Increasing corporatization of healthcare industry for a number of reasons along with synchronization in increasing awareness brings the healthcare service providers under pressure from multiple fronts. The safety and quality problems in healthcare system continue because it relies on outmoded systems of work. Risk management perform its function apparently, in a system that is not fully integrated into the structure of the organisation, hence the changes be episodic and unit or incidents focused and not sustained and organization wise. Promoting and understanding patient
safety to develop a reporting tool is an important step to create a culture in which adverse event reporting is encouraged and rewarded by all the staff members. Managing adverse events is the primary focus of risk managers.
The Joint Commission on Accreditation of Healthcare Organization (JCAHO), is an independent organization that evaluates and accredits healthcare organizations and healthcare programs throughout the US. These standards focus on critical areas related to
(1) providing leadership,
(2) improving organizational performance, and
(3) information management and patient rights, training and education.
The JCAHO standard is typically not the driving motivator for risk management activities but is to provide a good template for beginning to create a culture of safety. Other agencies involved in making determinations about health risks are:-the Department of Health and Human Services (DHHS), Public Health Service (PHS) agencies: including the Food and Drug Administration (FDA); the National Institutes of Health (NIH); the Centres for Disease Control (CDC), the Alcohol, Drug Abuse, and Mental Health Administration (ADAMHA); the Agency for Health Care Policy and Research (AHCPR); and certain divisions of the Office of the Assistant Secretary for Health. Other federal agencies conducting risk assessments, includes the Environmental Protection Agency (EPA), the Occupational Safety and Health Administration (OSHA), the Consumer Product Safety Commission (CPSC), the Department of Transportation (DOT), the Mine Safety and Health Administration (MSHA), and the U.S. Department of Agriculture (USDA). Risk assessment is a major activity of the government’s health and regulatory agencies and is developed by state and local governments.

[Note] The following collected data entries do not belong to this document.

PR #6087, opened 2021-01-18
[dns-header] fix 'ParseName()' when header offset is non-zero

abtink:
This commit fixes an issue with `Dns::Name::ParseName()`. This method
intentionally does not get the header offset (which is used for
parsing compressed DNS names) since its implementation does not need
to read the entire name and can stop as soon as we reach the end of
the current segment of the name. This commit changes `GetNextLabel()`
method adding a new input parameter `aStopOnEndOffsetSet` to stop as
soon as `mNameEndOffset` is found and set on the `Iterator`. This new
parameter is then used by `ParseName()` ensuring that we stop
immediately when we find the end offset and do not continue reading a
next label (jumping to an incorrect offset and potentially reading a
bad label length value and reporting it as a parse error).

The unit test `test_dns` is also updated to catch and cover this
situation by populating the guard region in the start of the message
with `0x80 + index` values which are invalid label length values
(length value's first two bits must be 00 or 11).

### DIFF
--- a/src/core/net/dns_headers.cpp
+++ b/src/core/net/dns_headers.cpp
@@ -205,7 +205,7 @@ otError Name::ParseName(const Message &aMessage, uint16_t &aOffset)
 
     while (true)
     {
-        error = iterator.GetNextLabel();
+        error = iterator.GetNextLabel(/* aStopOnEndOffsetSet */ true);
 
         VerifyOrExit((error == OT_ERROR_NONE) || (error == OT_ERROR_NOT_FOUND));
 
@@ -293,7 +293,7 @@ exit:
     return error;
 }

Primary concern of risk management programs since they were first used in hospitals is the prompt identification of injuries and accidents to patients, visitors and staff. Thus the institutions approach the potential problems and correct their cause before they can occur. Prompt identification can be accomplished by:
- Incident reporting
- Occurrence reporting
- Occurrence screening
Risk management process sounds harsh and leads to the conclusion that the healthcare industry is adopting a business like , bottom-line approach without humane consideration of aspects of providing care to people in need. This perception is not accurate. Risk management by healthcare institution becomes an integral tool of effective management. Effective risk management strategy is
not judged in terms of the provider’s money it saves, which is certainly a legitimate and important goal, but is judged against the fundamentals objective of contributing to quality of services. At the end of the day, protecting patients, staff, and organization from risk is the ultimate goal in healthcare.